Figure 1.2Optimum operating point versus operator comfort zone
The most common way to increase profit is to run the plant at maximum possible capacity. This essentially means push the plant to its limit so that multiple pieces of equipment or assets touch their maximum operating limits. This is called “sweating of the asset.” One major target of the profit maximization project is sweating of all assets in the plant. Plant engineers and managers are also considered as valuable human assets of the company and sweating them intellectually is also needed.

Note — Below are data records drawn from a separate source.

PR #26315, opened 2025-10-06
[Attention][UX][1/N] Add AttentionConfig and change attention env vars to CLI arguments

MatthewBonanni:
## Purpose
As part of the effort to reduce env variables (#25700), this PR introduces `AttentionConfig` and the `--attention-config` CLI argument group. The following environment variables are converted to CLI arguments:

```
VLLM_ATTENTION_BACKEND                        -> --attention-config.backend
VLLM_FLASH_ATTN_VERSION                       -> --attention-config.flash_attn_version
VLLM_V1_USE_PREFILL_DECODE_ATTENTION          -> --attention-config.use_prefill_decode_attention
VLLM_FLASH_ATTN_MAX_NUM_SPLITS_FOR_CUDA_GRAPH -> --attention-config.flash_attn_max_num_splits_for_cuda_graph
VLLM_USE_CUDNN_PREFILL                        -> --attention-config.use_cudnn_prefill
VLLM_USE_TRTLLM_RAGGED_DEEPSEEK_PREFILL       -> --attention-config.use_trtllm_ragged_deepseek_prefill
VLLM_USE_TRTLLM_ATTENTION                     -> --attention-config.use_trtllm_attention
VLLM_DISABLE_FLASHINFER_PREFILL               -> --attention-config.disable_flashinfer_prefill
VLLM_FLASHINFER_DISABLE_Q_QUANTIZATION        -> --attention-config.disable_flashinfer_q_quantization
```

Running the plant at maximum capacity does not mean to run it at its nameplate capacity, i.e. process flow diagram (PFD) capacity. That is the bare minimum target. All over the world, good companies are running at 125–150% of their nameplate design capacity. Normally they follow three basic steps to increase plant capacity:
Step 1: A 10–15% capacity increase over its nameplate design capacity is usually possible by exploiting the design margin usually available in process equipment.
Step 2: Another 5–10% capacity increase is possible by a small investment or minor modifications with resources already available in the plant or outside with little capex.
Step 3: Rest 20–25% capacity can be done by a major revamp and with big capex.
All good plants follow these three steps in order and continuously improve themselves so that with the same plant they can run 25–50% extra capacity. This is one of the surest ways to increase profit.